→ The task
Once the line with "-463,6 +464,7 @@" is found in the entries below, print it and each following line exactly, stopping after the line with "self._receiver_task = None"; print nothing else.

→ Dataset excerpts
PR #952, opened 2023-09-21
Optimize connection teardown

cderici:
#### Description

This solves a couple of issues about the connection teardown. The main observation is that we have a rogue connection that we open to the controller during model connection to get some model info but never close. That connection has its own pinger/receiver tasks and an internal websocket object (and that object has its own managing tasks etc), and because this connection is totally forgotten, these tasks etc are not handled properly. For a long time I thought the task errors we were intermittently receiving were about the tasks belonging to the main connection. This fixes it by just using the `ConnectedController` context manager to properly disconnect after used, which wraps up the tasks gracefully.

Another change is that this reduces the websocket close timeout to 1 second (default is 10). With the first change, we essentially won't need this, but in any case, we might wanna experiment with this timeout to make sure we don't get false closes.

#### QA Steps

I used @jameinel 's annotate script to reproduce the issues and investigate this, so I think it would make a good use for QAing this as well:

https://github.com/jameinel/test-annotate/blob/main/annotate.py

### DIFF
--- a/juju/client/connection.py
+++ b/juju/client/connection.py
@@ -450,6 +450,7 @@ class Connection:
             self._debug_log_task.cancel()
 
         if self._ws and not self._ws.closed:
+            log.debug('close: calling websocket.close()')
             await self._ws.close()
 
         if not to_reconnect:
@@ -463,6 +464,7 @@ class Connection:
                 pass
             except websockets.exceptions.ConnectionClosed:
                 pass
+        log.debug('close: all tasks are done')
 
         self._pinger_task = None
         self._receiver_task = None
@@ -595,6 +597,7 @@ class Connection:
             raise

→ Exercise solution
@@ -463,6 +464,7 @@ class Connection:
                 pass
             except websockets.exceptions.ConnectionClosed:
                 pass
+        log.debug('close: all tasks are done')
 
         self._pinger_task = None
         self._receiver_task = None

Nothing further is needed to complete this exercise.